Isabel extendió con cuidado la masa quebrada en el molde para hornear. Su hijo Adrián y su nuera Lucía llegarían en un par de horas. El silencio de la cocina se rompió con el timbre agudo del teléfono. Isabel se secó las manos en el delantal y respondió.
—¿Diga?
—Buenas tardes —dijo una voz femenina desconocida—. ¿Habla con Isabel Martínez Ruiz?
—Sí, soy yo —respondió Isabel, sintiendo un instinto de alerta.
—Me llamo Margarita Fernández. Soy la ex suegra de Lucía, su nuera.
Isabel se sentó en una silla de la cocina, sin apartar el teléfono de la oreja. “¿Ex suegra?” Recordó las pocas pero duras palabras que Lucía había soltado sobre su pasado matrimonial.
—Entiendo. ¿En qué puedo ayudarla, Margarita?
El tono de la mujer al otro lado de la línea perdió toda cortesía, volviéndose cortante y malintencionado.
—Quería saber cómo le va a nuestra Lucía con ustedes. ¿Ya se han cansado de ella? O quizá aún no, pero créame, ¡se arrepentirán! ¡Esa vaga no vale para nada!
—No la entiendo. Lucía es una chica maravillosa. ¿Por qué deberíamos arrepentirnos?

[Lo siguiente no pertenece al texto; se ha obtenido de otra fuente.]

PR #3, opened 2015-11-18
Incomplete bookshelf sample.

SurferJeffAtGoogle:
Uses CloudStorage and Cloudsql.  All tests pass and code coverage is
100% in src/.


SurferJeffAtGoogle:
Brent, I accommodated all your comments from pull #1.

.gitignore
```diff
@@ -1,2 +1,6 @@
 **/vendor/
 **/coverage/
+.idea
+*~
+*.iml
+composer.phar
```
JustinBeckwith: do we need to have license headers on config files?

bookshelf/src/CloudsqlModel.php
```diff
@@ -0,0 +1,163 @@
...
+class CloudsqlModel implements DataModel
+{
+    /**
+     * Creates a new PDO instance and sets error mode to exception.
+     *
+     * @return PDO
+     */
+    private function newConnection()
+    {
+        $pdo = new PDO(getenv('MYSQL_DSN'), getenv('MYSQL_USER'),
```
JustinBeckwith: Should we use something like .env for these?

JustinBeckwith:
LGTM

bshaffer:
all twig HTML files should have the extension `.html.twig`

bookshelf/templates/view.html
```diff
@@ -0,0 +1,55 @@
...
+  </div>
+</form>
+
+<div class="media">
+  {# [START book_image] #}
+  <div class="media-left">
+    {% if book.imageUrl %}
+      <img class="book-image" src="{{book.imageUrl}}">
+    {% else %}
+      <img class="book-image" src="http://placekitten.com/g/128/192">
```
bshaffer: I would rather see this:

```html
<img class="book-image" src="{{ book.imageUrl ?: 'http://placekitten.com/g/128/192' }}">
```

Or even better, set the default to a var, so it's `book.imageUrl ?: defaultImage`

bshaffer:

—¿Maravillosa? —chilló Margarita—. ¡Es una holgazana! Yo friego el suelo todos los días, como debe ser. ¿Y ella? ¡Cada tres días, y porque no le queda más remedio! ¿Y las cortinas? ¿Cuándo las lavó por última vez? En mi casa, cada mes sin falta. Pero ella… ¡una vez al año si acaso! ¡Y la cocina! A mi pobre hijo lo alimentaba con veneno. ¡Sopa aguada, albóndigas de goma! ¡Hasta le dio una gastritis!
—Margarita, en su casa todo está impecable. Y Lucía cocina de maravilla. Yo misma le enseñé algunos secretos, y es muy talentosa. No tenemos ninguna queja. Y la gastritis de su hijo seguro fue por el exceso de alcohol.
—¿Ninguna queja? —vociferó Margarita sin escuchar—. ¿Y cómo trataba a mi hijo? Él llegaba cansado del trabajo… ¡como cualquier hombre! Se tomaba su copa para relajarse, ¡y ella en vez de atenderlo, le armaba escándalos! ¡Una desagradecida!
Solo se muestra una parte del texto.